After downloading the file, untar it with the following command:
tar -xzvf phoenix++-wc.tar.gz
Let’s look at this folder’s directory structure:
|-- data
| |-- dickens.txt
| |-- sherlock.txt
|-- Defines.mk
|-- docs
| |-- 2011.phoenixplus.mapreduce.pdf
|-- include
| |-- atomic.h
| |-- combiner.h
| |-- container.h
| |-- locality.h
| |-- map_reduce.h
| |-- processor.h
| |-- scheduler.h
| |-- stddefines.h
| |-- synch.h
| |-- task_queue.h
| |-- thread_pool.h
|-- lib
|-- Makefile
|-- README
|-- src
| |-- Makefile
| |-- task_queue.cpp
| |-- thread_pool.cpp
|-- word_count
|-- Makefile
|-- README
|-- word_count.cpp
The folder data
contains some sample data files for you to play with. The
file Defines.mk
contains many of the compiler flags and other directives
needed to compile our code. The docs
folder contains the Phoenix++ paper
that you can read. The include
folder contains all the header files we need
for our Phoenix++ application. The lib
directory is currently empty; once
we compile our code, it will contain the phoenix++ library file,
libphoenix.a
. The src
folder contains the code needed to make the
Phoenix++ library file. Lastly, our word count application is located in the
directory word_count
.
- To compile the application, run the
make
command in the main Phoenix++-wc - directory:
make
Let’s run the application on the file dickens.txt
. This file is 21MB, and
contains the collective works of Charles Dickens. Run the application with the
following command:
time -p ./word_count/word_count data/dickens.txt
This will show you the top 10 most frequent words detected in dickens.txt
.
To see detailed timing information, uncomment the line #define TIMING
in
include/stddefines.h
.
Below you will find a series of exercises to explore the example further. Happy analyzing!
Exercises¶
Let’s explore the word_count.cpp
file a bit futher by modifying it slightly.

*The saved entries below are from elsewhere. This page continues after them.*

PR #1240, opened 2025-10-29
Bump FSC

AkramBitar:
This PR updates FSC dep [8bde666](https://github.com/hyperledger-labs/fabric-smart-client/commit/8bde666534da00f2e8644147e330896f6990c0c1) and integrates corresponding changes.


AkramBitar:
> @AkramBitar @angelo the tests are most probably failing due to a bug in [hyperledger-labs/fabric-smart-client@ea5aa20#diff-65733d2b46f196197a0740de95a8e1ba1ff8cc35fba42e7d967e8b52a92d8b3dR217](https://github.com/hyperledger-labs/fabric-smart-client/commit/ea5aa2095c1dab12b0130b08f6db325803df013c#diff-65733d2b46f196197a0740de95a8e1ba1ff8cc35fba42e7d967e8b52a92d8b3dR217) I have introduced. Blame on me 😩
> 
> In detail, my commit introduced a function to derive a lock key as follows
> 
> ```
> func createLockTag(m string) uint64 {
> 	h := sha256.Sum256([]byte(m))
> 	return binary.BigEndian.Uint64(h[:])
> }
> ```
> 
> However, this method must return `int64` instead of `uint64` as `pg_advisory_xact_lock` requires a `bigint` (https://www.postgresql.org/docs/9.1/functions-admin.html). The integration tests fail when `createLockTag` produces a number that is too large to fit into a `int64`.
> 
> For example `14913332284672489711` is too large to fit in a signed 64-bit integer (bigint), which is the valid input type for pg_advisory_xact_lock(bigint).
> 
> While we can easily fix this in FSC, I am more concerned about the fact that this bug was not detected with the current integration tests and unit tests in FSC.
> 
> It seems that the tokenSDK is the main consumer of `platform/view/services/storage/driver/sql/postgres/notifier.go`. What about moving it into the tokenSDK?

@mbrandenburger 
Thanks a lot for your help with this.
I’m fine with moving it to tokenSDK; however, I noticed that it’s currently part of the Postgres package in FSC, which provides a generic infrastructure for database access. The notifier.go file includes a test for DB event notifications, which could serve as a generic implementation for other components if needed.
I agree that, for now, tokenSDK is the only consumer, but this might be useful for other consumers in the future.
What do you think?

token/services/network/fabric/finality/deliveryqs.go
```diff
@@ -80,7 +80,7 @@ func (q *DeliveryScanQueryByID) queryByID(ctx context.Context, keys []driver.TxI
 		return
 	}
 
-	startingBlock := finality.MaxUint64(FirstBlock, lastBlock-NumberPastBlocks)
+	startingBlock := max(FirstBlock, lastBlock-NumberPastBlocks)
```
HayimShaul, line 83: I suppose there was a reason they used MaxUint64 and not plain max.
Maybe max doesn't always work on the hashes? (e.g., on 32bit computers?)

token/services/network/fabric/lookup/deliveryqs.go
```diff
@@ -105,7 +104,7 @@ func (q *DeliveryScanQueryByID) queryByID(ctx context.Context, keys []driver.PKe
 		return
 	}
 
-	startingBlock := finality.MaxUint64(FirstBlock, lastBlock-NumberPastBlocks)
+	startingBlock := max(FirstBlock, lastBlock-NumberPastBlocks)
```
HayimShaul, line 107: I suppose there was a reason they used MaxUint64 and not plain max.
Maybe max doesn't always work on the hashes? (e.g., on 32bit computers?)

HayimShaul (approved):
looks good, but please verify my comments about the max function

token/services/network/fabric/finality/deliveryqs.go
mbrandenburger: Go's built-in `max()` and `min()` functions where introduced just with go1.21 https://go.dev/ref/spec#Min_and_max. We had to have those helper functions in the past :)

Remember, every time you change this file, you must recompile your code using
the make
command!
- Run the word count program to print the top 20 words, the top 50 words, and the top 100 words. How does the run-time change?

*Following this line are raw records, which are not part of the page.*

PR #1249, opened 2025-11-02
Document education session 1

AkramBitar:


docs/education/sessions.md
```diff
@@ -0,0 +1,111 @@
+## Fabric Token SDK - Session 1 - 29.10.2025
```
adecaro, line 1: I think you can remove both date and `Presenter`.
It is very nice to have this in form of sessions or lessons.

docs/education/README.md
```diff
@@ -0,0 +1,7 @@
+ # Education Resources
```
adecaro: Please, add a link to this page form the main README.md

docs/education/sessions.md
aaadir: Can we add a link to the box that keeps the corresponding video recording?

docs/education/README.md
AkramBitar: @adecaro Which page? the record in box or a link were the education session docs. found?

adecaro: to `docs/education/README.md`, yes.

Issue #925, opened 2025-03-06
identity service


adecaro:
In the `x509` package, we don't check the header of the loaded PEM file.
This Github Issue asks to address the following TODO:
```
// TODO: also check that the type is what we expect (cert vs key..)
```
We can pass to the function a string to compare the PEM's header to.

PR #1252, opened 2025-11-04
check the type of PEM block

HayimShaul:
Address issue #925 and check the type of PEM block

### DIFF
--- a/token/services/ttx/collectactions.go
+++ b/token/services/ttx/collectactions.go
@@ -19,7 +19,7 @@ type Actions struct {
 	Transfers []*ActionTransfer
 }
 
-// ActionTransfer describe a transfer operation.
+// ActionTransfer describe a transfer operation
 type ActionTransfer struct {
 	// From is the sender
 	From view.Identity


token/services/identity/x509/crypto/io.go
```diff
@@ -31,10 +31,23 @@ func readPemFile(file string) ([]byte, error) {
 	}
 
 	b, _ := pem.Decode(bytes)
-	if b == nil { // TODO: also check that the type is what we expect (cert vs key..)
+	if b == nil {
 		return nil, errors.Errorf("no pem content for file %s", file)
 	}
 
+	// Also check that the type is what we expect (cert vs key..)
+	expectedTypes := map[string]bool{
```
adecaro: a slice of strings should suffice then you can use `slices.Contains` . You can declare this slice as global variable.

Please, add also a unit-test for this function. Thanks

adecaro (changes requested):
Changes request

token/services/identity/x509/crypto/io.go
```diff
@@ -31,10 +32,24 @@ func readPemFile(file string) ([]byte, error) {
...
 
 	b, _ := pem.Decode(bytes)
-	if b == nil { // TODO: also check that the type is what we expect (cert vs key..)
+	if b == nil {
 		return nil, errors.Errorf("no pem content for file %s", file)
 	}
 
+	// Also check that the type is what we expect (cert vs key..)
+	// AllowedPEMTypes defines the valid PEM block types we accept
+	var AllowedPEMTypes = []string{
```
adecaro: make this global, please.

- Use the setenv command to set the
MR_NUMTHREADS
environmental variable to a user inutted number of threads inmain.cpp
. Check the setenv documentation for more details. - Check the number of CPU cores on your machine by checking
/proc/cpuinfo
. Vary the number of threads from 1...c where c is the number of CPU cores. Usingsherlock.txt
create files from sizes 100MB ... 500MB in increments of 100MB. Calculate the speedup and the efficiency for each dataset on each core combination. Plot your results using Matplotlib. - Most of the words that have been showing up are common short words, such as
“and”, “the”, “of”, “in”, and “a”. Modify the
map()
function to only print out words that are five characters or longer. What are the top ten words now? How does Charles Dickens’ top 10 words differ from Arthur Conan Doyle’s? - Challenge: The words that are showing up are still those that largely
reflect the grammar of an author’s writing. These are known as function words.
Modify the
map()
function to exclude any words that are function words. A list of 321 common function words can be found at this link.